- Besançon (right) in 2013
- Born: 27 December 1944 Nice, France
- Died: 6 September 2026 (aged 81) Israel
- Education: Yeshiva of Aix-les-Bains
- Occupation: Rabbi

= Israël Isaac Besançon =

French-Israeli rabbi (1944–2026)

Israël Isaac Besançon (ישראל יצחק בזנסון; 27 December 1944 – 6 September 2026) was a French-Israeli rabbi and painter.

==Biography==
Born in Nice on 27 December 1944, Besançon showed an interest in painting and studying the Torah in his youth. He studied at several Jewish institutions in Europe, including in Antwerp and Lucerne. After he graduated from the Yeshiva of Aix-les-Bains, he married filmmaker Barbara Rubin in New York City. Rubin died in 1980 due to complications following the birth of their fifth child. A few months later, he married Déborah Shapiro, with whom he had one child.

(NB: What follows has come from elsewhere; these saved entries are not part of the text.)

PR #4552, opened 2020-05-19
BF: use '' as default (not None) while checking for a key not to be a test key

yarikoptic:
I just saw it in https://github.com/datalad/datalad-extensions/runs/665491656?check_suite_focus=true
which I believe failed for other reasons (but may be not), that there was a traceback
to this line.  And indeed above we might ask for a 'key' or a 'file', so hypothetically
there might be no 'key' field.  I have not really analyzed situation on how we have not
hit it before and how it really emerges in that failure while testing against
bleeding edge git annex

### DIFF
--- a/datalad/customremotes/tests/test_datalad.py
+++ b/datalad/customremotes/tests/test_datalad.py
@@ -31,18 +31,30 @@ def check_basic_scenario(url, d):
     # TODO skip if no boto or no credentials
     get_test_providers(url) # so to skip if unknown creds
 
-    # git-annex got a fix where it stopped replacing - in the middle of the filename
-    filename = '3versions%sallversioned.txt' % (
-        '_' if external_versions['cmd:annex'] < '8.20200501+git53-gcabbc91b1' else '-'
-    )
-
     # Let's try to add some file which we should have access to
     with swallow_outputs() as cmo:
         annex.add_urls([url])
         annex.commit("committing")
-        whereis1 = annex.whereis(filename, output='full')
-        eq_(len(whereis1), 2)  # here and datalad
-        annex.drop(filename)
+
+    # git-annex got a fix where it stopped replacing - in the middle of the filename
+    # Let's cater to the developers who might have some intermediate version and not
+    # easy to compare -- we will just check that only one file there is an that it
+    # matches what we expect when outside of the development versions range:
+    filenames = glob.glob(op.join(d, '3versions[-_]allversioned.txt'))
+    assert_equal(len(filenames), 1)
+    filename = op.basename(filenames[0])
+    if external_versions['cmd:annex'] < '8.20200501':
+        assert_in('_', filename)
+    # Date after the fix in 8.20200501-53-gcabbc91b1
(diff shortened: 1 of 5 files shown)


yarikoptic:
oh, on the most recent run https://github.com/datalad/datalad-extensions/runs/687454738?check_suite_focus=true it is the only error which causes the failure!  I will try to check out what is that record now...

kyleam:
I can trigger it locally.  I'll try to bisect it.

yarikoptic:
no need -- I recalled what it is about!

yarikoptic:
I bet (didn't check explicitly) it is due to [8.20200501-55-g39d7e6dd2](https://git.kitenet.net/index.cgi/git-annex.git/commit/?id=39d7e6dd2a28dad3cda5f987f4da3458ff4703ee)
  where git-annex stopped "sanitizing" `-` in the middle of the filenames for urls it downloads from the web.

kyleam:
> I bet (didn't check explicitly) it is due to [8.20200501-55-g39d7e6dd2](https://git.kitenet.net/index.cgi/git-annex.git/commit/?id=39d7e6dd2a28dad3cda5f987f4da3458ff4703ee)

FWIW the bisect pointed to the related cabbc91b1 (addurl, importfeed: Allow '-' in filenames, as long as it's not the first character, 2020-05-11).

yarikoptic:
oh, thanks!  I just pushed, but will rewrite and force push with the correct exact version! ;)

yarikoptic:
done... also "polluted" this PR with more commits stripping away some ancient annex versions checks where version is below the min version we currently support. It all must be green! ;)

datalad/customremotes/tests/test_datalad.py
```diff
@@ -30,14 +31,19 @@ def check_basic_scenario(url, d):
     # TODO skip if no boto or no credentials
     get_test_providers(url) # so to skip if unknown creds
 
+    # git-annex got a fix where it stopped replacing - in the middle of the filename
+    filename = '3versions%sallversioned.txt' % (
+        '_' if external_versions['cmd:annex'] < '8.20200501+git53-gcabbc91b1' else '-'
```
kyleam, line 36: This is fine, though I think it'd be even better to check whether a file with one of the two names exists after the `add_urls` call.  The current approach means this test would fail for me with a local git-annex build after 8.20200501 but before that commit, where cmd:annex would be something like `8.20200502-g[xdigit]+`

kyleam:
>  with more commits stripping away some ancient annex versions checks where version is below the min version we currently support

Thanks.

datalad/customremotes/tests/test_datalad.py
yarikoptic: Heh.. I thought to use glob first... Ok, will adjust later while also checking that expected name is popping out for versions outside of the development range

yarikoptic: Since I do want to have at least this single test to check for expected annex behavior

PR #4553, opened 2020-05-19
RF: throw dedicated RuntimeError with information about question in case of SilentConsoleLog

yarikoptic:
It is hard to impossible to troubleshoot failures of datalad in automated
deployments where we want to ask some question for some reason, but UI simply
does not support that since it is rightfully silent/non-interactive.

See e.g. https://github.com/templateflow/templateflow/issues/50 .

With this PR we would still fail but with a little more informative RuntimeError,
instead of obscure AttributeError stating what was actually asked.  We will not
disclose possible present other fields other than question and title if it was a
question asking for secret information ("hidden").  AFAIK in our use of the dialogues
we do not disclose any sensitive information in title or the question but I could be
proven wrong.

I did position this one on top of maint since might benefit people using released
version in production.  Delaying till 0.13.0 would require them to migrate first to
just be able to troubleshoot

### DIFF
--- a/datalad/ui/dialog.py
+++ b/datalad/ui/dialog.py
@@ -131,7 +131,7 @@ class SilentConsoleLog(ConsoleLog):
             if kwargs_str:
                 msg += " Additional arguments: %s" % kwargs_str
         else:
-            msg += " Additional arguments are not shown due to 'hidden' is set."
+            msg += " Additional arguments are not shown because 'hidden' is set."
         raise RuntimeError(msg)
 
 
--- a/datalad/ui/dialog.py
+++ b/datalad/ui/dialog.py
@@ -27,6 +27,7 @@ import getpass
 # from unittest.mock import patch
 from collections import deque
 from copy import copy
+from itertools import chain
 
 from ..utils import auto_repr
 from ..utils import on_windows
@@ -117,6 +118,21 @@ class SilentConsoleLog(ConsoleLog):
     def get_progressbar(self, *args, **kwargs):
         from .progressbars import SilentProgressBar
         return SilentProgressBar(*args, **kwargs)
+
+    def question(self, text, title=None, **kwargs):
+        msg = "A non-interactive silent UI was asked for a response to a question: %s." % text
+        if title is not None:
+            msg += ' Title: %s.' % title
+        if not kwargs.get('hidden'):
+            kwargs_str = ', '.join(
+                ('%s=%r' % (k, v)
+                for k, v in kwargs.items()
+                if v is not None))
+            if kwargs_str:
+                msg += " Additional arguments: %s" % kwargs_str
+        else:
+            msg += " Additional arguments are not shown due to 'hidden' is set."
+        raise RuntimeError(msg)
 
 
 @auto_repr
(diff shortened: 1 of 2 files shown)


datalad/ui/dialog.py
```diff
@@ -118,6 +119,21 @@ def get_progressbar(self, *args, **kwargs):
...
+            msg += ' Title: %s.' % title
+        if not kwargs.get('hidden'):
+            kwargs_str = ', '.join(
+                ('%s=%r' % (k, v)
+                for k, v in kwargs.items()
+                if v is not None))
+            if kwargs_str:
+                msg += " Additional arguments: %s" % kwargs_str
+        else:
+            msg += " Additional arguments are not shown due to 'hidden' is set."
```
effigies, line 134:
```suggestion
            msg += " Additional arguments are not shown because 'hidden' is set."
```

yarikoptic:
> Also, would newlines be better separators than spaces between question, title and args? It's probably parseable as-is, but I'm wondering if longer questions or more arguments might not get too cluttered.

I don't know why really, but for some reason I am avoiding adding multiline formatting into exception messages... I wonder if there is some reason for such behavior of mine since those messages are indeed just for a user to see and I could have gone "wild" in formatting them to actually make them readable. hm...

yarikoptic:
Probably for such cases I better come up with some dedicated (probably mix-in) exception class which would get args, kwargs args and then render them nicely in its `str`. Then it could be reused for a number of use-cases

effigies:
Well, don't hold this up on my hypothetical aesthetics. If it turns out to be unreadable in practice, that's what the "New pull request" button is for.

yarikoptic:
Oh well, while liberal Germans are vacationing, the anal Russian might be looking for the ultimate perfection ;-)

datalad/ui/dialog.py
```diff
@@ -27,6 +27,7 @@
 # from unittest.mock import patch
 from collections import deque
 from copy import copy
+from itertools import chain
```
kyleam, line 30: This import is used.  Otherwise looks good to me.

kyleam:
> I did position this one on top of maint since might benefit people using released
> version in production. Delaying till 0.13.0 would require them to migrate first to
> just be able to troubleshoot

I just merged this to maint, but it looks like you chose master as the base for the PR.  Sorry I didn't spot it, but based on the above I'm pretty sure you intended to choose maint.  Rather than closing this or trying to change the base now, perhaps let's just wait for maint to hit master, so this shows up as merged.

datalad/ui/dialog.py
kyleam: Pruned after merge.

kyleam:
@effigies:
> Well, don't hold this up on my hypothetical aesthetics. If it turns out to be unreadable in practice, that's what the "New pull request" button is for.

@yarikoptic:
> Oh well, while liberal Germans are vacationing, the anal Russian might be looking for the ultimate perfection ;-)

Oy, I'm sorry, I overlooked that @yarikoptic was intending additional improvements for this series.

effigies:
The enterprising American disrupts the process and makes history.

yarikoptic:
;-) LOL, indeed! so I will just succumb to the progress and will avoid being anal -- I think it is + and + ;)

PR #4555, opened 2020-05-20
BF: Prevent ugly interaction or result and progress reporting

mih:
This is an excerpt from gh-4444 that solely addresses the suboptimal interaction of result reporting and progress reporting that is presently evident in `push()` usage.

The idea is to clear any progressbar(s) before rendering a result with `ui.message()` and afterward refresh the progressbar(s). With this approach results will appear above any active progress bar in the terminal and do not get half-swallowed by a progress update.

https://github.com/datalad/datalad/pull/4444#issuecomment-620285637 outlines an additional improvement that addresses the analog issue for the interaction of log messages and progress reporting, also pointed out by (but unaddressed in) gh-4444. However, that solution can be seen as an incremental step that should not delay the fix contained herein.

Shapiro died in 2023. In 1994, he moved to Tel Aviv and began following the teachings of Nachman of Breslov. He particularly studied the Likutei Moharan and Rabbi Abraham Ben Nahman. In 1997, he published a collection of paintings titled Tel Yitzchak.

Israël Isaac Besançon died on 6 September 2026, at the age of 81.